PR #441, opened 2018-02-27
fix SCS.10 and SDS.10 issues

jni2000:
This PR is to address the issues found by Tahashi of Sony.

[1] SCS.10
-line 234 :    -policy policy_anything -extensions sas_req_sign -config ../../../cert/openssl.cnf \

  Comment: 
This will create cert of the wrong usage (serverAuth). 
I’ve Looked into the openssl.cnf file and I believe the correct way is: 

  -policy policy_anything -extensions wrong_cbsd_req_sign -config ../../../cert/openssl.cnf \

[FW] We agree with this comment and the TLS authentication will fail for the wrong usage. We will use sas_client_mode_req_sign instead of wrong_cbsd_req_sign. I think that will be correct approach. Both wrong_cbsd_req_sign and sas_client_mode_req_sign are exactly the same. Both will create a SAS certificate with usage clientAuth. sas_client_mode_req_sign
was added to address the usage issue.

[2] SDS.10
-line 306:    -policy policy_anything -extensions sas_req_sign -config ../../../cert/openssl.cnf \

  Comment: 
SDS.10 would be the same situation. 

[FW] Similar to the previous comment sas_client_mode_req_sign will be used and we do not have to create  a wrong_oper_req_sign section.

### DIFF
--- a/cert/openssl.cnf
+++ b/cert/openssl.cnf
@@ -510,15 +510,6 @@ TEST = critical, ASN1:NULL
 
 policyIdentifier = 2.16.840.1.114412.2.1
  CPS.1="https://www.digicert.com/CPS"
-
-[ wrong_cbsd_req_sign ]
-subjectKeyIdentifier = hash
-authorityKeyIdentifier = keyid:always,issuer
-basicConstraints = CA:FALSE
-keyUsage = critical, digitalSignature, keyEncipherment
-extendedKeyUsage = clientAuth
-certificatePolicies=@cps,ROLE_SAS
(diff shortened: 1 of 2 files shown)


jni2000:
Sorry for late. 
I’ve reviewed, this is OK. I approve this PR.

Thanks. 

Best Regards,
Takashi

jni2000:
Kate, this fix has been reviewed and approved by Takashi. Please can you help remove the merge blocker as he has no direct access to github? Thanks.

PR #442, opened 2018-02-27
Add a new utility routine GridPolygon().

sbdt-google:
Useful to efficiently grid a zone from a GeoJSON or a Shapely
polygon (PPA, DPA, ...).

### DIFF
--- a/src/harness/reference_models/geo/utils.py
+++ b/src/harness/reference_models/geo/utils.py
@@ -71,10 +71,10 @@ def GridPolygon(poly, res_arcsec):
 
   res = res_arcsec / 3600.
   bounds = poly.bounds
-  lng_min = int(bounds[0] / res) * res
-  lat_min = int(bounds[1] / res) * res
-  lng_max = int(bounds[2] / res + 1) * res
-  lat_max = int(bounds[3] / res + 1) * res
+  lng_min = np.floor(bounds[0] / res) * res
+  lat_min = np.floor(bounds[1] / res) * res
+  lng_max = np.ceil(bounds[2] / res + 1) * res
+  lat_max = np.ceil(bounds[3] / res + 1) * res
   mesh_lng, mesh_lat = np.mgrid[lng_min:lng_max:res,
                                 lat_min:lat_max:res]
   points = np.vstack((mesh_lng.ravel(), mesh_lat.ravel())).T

____

§ Brief: The response should be an exact copy of the lines from the one with "-extendedKeyUsage = clientAuth" through the end of the data, with no other text.

§ Solution to the problem:
-extendedKeyUsage = clientAuth
-certificatePolicies=@cps,ROLE_SAS
(diff shortened: 1 of 2 files shown)


jni2000:
Sorry for late. 
I’ve reviewed, this is OK. I approve this PR.

Thanks. 

Best Regards,
Takashi

jni2000:
Kate, this fix has been reviewed and approved by Takashi. Please can you help remove the merge blocker as he has no direct access to github? Thanks.

PR #442, opened 2018-02-27
Add a new utility routine GridPolygon().

sbdt-google:
Useful to efficiently grid a zone from a GeoJSON or a Shapely
polygon (PPA, DPA, ...).

### DIFF
--- a/src/harness/reference_models/geo/utils.py
+++ b/src/harness/reference_models/geo/utils.py
@@ -71,10 +71,10 @@ def GridPolygon(poly, res_arcsec):
 
   res = res_arcsec / 3600.
   bounds = poly.bounds
-  lng_min = int(bounds[0] / res) * res
-  lat_min = int(bounds[1] / res) * res
-  lng_max = int(bounds[2] / res + 1) * res
-  lat_max = int(bounds[3] / res + 1) * res
+  lng_min = np.floor(bounds[0] / res) * res
+  lat_min = np.floor(bounds[1] / res) * res
+  lng_max = np.ceil(bounds[2] / res + 1) * res
+  lat_max = np.ceil(bounds[3] / res + 1) * res
   mesh_lng, mesh_lat = np.mgrid[lng_min:lng_max:res,
                                 lat_min:lat_max:res]
   points = np.vstack((mesh_lng.ravel(), mesh_lat.ravel())).T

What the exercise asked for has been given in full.